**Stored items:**
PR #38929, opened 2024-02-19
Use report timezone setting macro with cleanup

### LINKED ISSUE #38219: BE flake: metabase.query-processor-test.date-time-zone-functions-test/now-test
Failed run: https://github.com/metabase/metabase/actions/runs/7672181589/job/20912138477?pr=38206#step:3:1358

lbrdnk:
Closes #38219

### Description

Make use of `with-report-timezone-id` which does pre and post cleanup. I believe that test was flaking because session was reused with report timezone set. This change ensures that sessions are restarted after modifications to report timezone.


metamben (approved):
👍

**ASSIGNMENT:** Could you write out every entry above exactly as it appears?

**EXERCISE RESULT:**
PR #38929, opened 2024-02-19
Use report timezone setting macro with cleanup

### LINKED ISSUE #38219: BE flake: metabase.query-processor-test.date-time-zone-functions-test/now-test
Failed run: https://github.com/metabase/metabase/actions/runs/7672181589/job/20912138477?pr=38206#step:3:1358

lbrdnk:
Closes #38219

### Description

Make use of `with-report-timezone-id` which does pre and post cleanup. I believe that test was flaking because session was reused with report timezone set. This change ensures that sessions are restarted after modifications to report timezone.


metamben (approved):
👍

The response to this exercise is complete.